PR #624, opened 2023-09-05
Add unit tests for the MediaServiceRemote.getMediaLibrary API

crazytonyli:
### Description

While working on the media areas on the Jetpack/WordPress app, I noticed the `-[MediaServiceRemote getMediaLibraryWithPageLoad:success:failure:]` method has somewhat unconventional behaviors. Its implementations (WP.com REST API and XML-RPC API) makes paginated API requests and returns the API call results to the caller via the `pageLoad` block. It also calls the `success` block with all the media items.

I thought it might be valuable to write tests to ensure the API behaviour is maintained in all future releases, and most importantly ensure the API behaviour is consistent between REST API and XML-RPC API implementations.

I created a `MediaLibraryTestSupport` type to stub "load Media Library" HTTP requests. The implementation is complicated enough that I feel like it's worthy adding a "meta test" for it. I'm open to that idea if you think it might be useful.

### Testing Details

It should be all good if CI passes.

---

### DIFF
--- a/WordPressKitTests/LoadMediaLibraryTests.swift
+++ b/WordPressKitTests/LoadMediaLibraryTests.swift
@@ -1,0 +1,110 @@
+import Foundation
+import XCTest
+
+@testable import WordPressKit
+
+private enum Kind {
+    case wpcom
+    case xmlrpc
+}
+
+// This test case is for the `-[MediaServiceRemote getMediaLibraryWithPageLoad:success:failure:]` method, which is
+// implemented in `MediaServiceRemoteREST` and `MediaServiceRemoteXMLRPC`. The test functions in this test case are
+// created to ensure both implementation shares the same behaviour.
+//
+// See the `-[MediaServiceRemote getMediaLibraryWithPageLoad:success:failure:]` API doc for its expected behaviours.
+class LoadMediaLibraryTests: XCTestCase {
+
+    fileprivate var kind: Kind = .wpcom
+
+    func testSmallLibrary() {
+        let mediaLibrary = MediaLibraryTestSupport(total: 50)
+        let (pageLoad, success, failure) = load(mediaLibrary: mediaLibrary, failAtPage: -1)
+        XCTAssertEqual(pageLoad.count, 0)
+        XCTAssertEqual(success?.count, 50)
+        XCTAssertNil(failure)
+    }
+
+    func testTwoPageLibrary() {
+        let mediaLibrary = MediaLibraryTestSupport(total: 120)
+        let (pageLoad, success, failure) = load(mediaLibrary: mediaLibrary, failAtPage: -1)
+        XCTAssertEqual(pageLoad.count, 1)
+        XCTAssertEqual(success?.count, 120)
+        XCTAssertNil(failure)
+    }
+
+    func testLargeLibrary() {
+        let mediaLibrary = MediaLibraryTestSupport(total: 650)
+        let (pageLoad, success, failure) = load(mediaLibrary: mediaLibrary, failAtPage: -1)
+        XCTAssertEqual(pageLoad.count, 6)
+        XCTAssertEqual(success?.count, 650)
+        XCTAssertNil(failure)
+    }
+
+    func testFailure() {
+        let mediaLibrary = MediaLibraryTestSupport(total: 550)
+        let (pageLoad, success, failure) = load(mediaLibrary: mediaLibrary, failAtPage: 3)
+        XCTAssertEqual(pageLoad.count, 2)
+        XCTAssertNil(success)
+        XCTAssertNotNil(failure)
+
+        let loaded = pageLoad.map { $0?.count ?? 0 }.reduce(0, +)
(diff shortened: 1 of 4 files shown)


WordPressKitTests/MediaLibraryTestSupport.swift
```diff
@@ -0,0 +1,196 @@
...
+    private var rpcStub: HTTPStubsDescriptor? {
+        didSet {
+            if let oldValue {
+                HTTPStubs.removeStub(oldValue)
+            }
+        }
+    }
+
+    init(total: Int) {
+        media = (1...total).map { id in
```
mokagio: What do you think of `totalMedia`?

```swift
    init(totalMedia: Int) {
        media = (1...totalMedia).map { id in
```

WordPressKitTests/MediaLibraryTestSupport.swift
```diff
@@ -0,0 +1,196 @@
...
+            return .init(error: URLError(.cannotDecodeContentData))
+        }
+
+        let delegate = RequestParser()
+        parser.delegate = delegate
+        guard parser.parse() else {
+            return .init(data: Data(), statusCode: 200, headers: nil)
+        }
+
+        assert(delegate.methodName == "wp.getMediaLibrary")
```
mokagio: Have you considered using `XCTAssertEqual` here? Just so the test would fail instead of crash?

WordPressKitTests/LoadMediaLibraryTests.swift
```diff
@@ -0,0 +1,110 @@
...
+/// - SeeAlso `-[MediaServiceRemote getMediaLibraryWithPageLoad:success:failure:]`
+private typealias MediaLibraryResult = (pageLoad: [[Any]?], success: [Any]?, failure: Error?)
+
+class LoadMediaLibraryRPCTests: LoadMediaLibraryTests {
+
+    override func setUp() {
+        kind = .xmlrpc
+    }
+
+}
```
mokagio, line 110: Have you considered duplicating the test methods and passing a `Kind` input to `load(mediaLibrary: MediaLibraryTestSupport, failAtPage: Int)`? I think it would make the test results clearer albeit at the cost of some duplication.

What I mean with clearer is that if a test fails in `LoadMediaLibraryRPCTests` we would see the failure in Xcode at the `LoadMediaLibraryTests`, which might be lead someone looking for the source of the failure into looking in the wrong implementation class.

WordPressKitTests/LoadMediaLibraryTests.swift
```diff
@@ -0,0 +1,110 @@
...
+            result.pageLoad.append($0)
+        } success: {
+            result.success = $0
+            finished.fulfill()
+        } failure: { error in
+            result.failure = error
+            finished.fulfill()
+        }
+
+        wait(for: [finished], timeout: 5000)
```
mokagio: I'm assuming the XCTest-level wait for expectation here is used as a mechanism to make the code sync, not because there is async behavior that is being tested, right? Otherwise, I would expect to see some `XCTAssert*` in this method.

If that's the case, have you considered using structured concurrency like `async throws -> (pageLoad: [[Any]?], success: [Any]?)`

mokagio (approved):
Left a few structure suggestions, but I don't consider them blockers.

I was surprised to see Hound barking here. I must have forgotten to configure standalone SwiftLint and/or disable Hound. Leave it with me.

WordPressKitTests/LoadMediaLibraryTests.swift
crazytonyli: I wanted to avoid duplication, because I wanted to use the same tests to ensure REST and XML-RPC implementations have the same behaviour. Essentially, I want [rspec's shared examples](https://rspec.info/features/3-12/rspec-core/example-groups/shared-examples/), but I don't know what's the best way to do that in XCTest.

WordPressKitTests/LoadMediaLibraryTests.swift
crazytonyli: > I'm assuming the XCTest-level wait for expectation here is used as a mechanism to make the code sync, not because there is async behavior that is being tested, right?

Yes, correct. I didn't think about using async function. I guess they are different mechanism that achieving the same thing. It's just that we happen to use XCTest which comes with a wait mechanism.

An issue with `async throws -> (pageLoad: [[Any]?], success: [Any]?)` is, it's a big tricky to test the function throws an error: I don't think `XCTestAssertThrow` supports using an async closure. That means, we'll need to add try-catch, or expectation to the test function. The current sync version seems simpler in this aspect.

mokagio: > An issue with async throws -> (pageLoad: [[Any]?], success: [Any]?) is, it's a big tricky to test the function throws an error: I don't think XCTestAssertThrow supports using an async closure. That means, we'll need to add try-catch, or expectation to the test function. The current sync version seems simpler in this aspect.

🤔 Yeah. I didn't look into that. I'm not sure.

════════════════════

Each line in the data that holds the word "assuming" must be copied.

* _Solution below_:
mokagio: I'm assuming the XCTest-level wait for expectation here is used as a mechanism to make the code sync, not because there is async behavior that is being tested, right? Otherwise, I would expect to see some `XCTAssert*` in this method.
crazytonyli: > I'm assuming the XCTest-level wait for expectation here is used as a mechanism to make the code sync, not because there is async behavior that is being tested, right?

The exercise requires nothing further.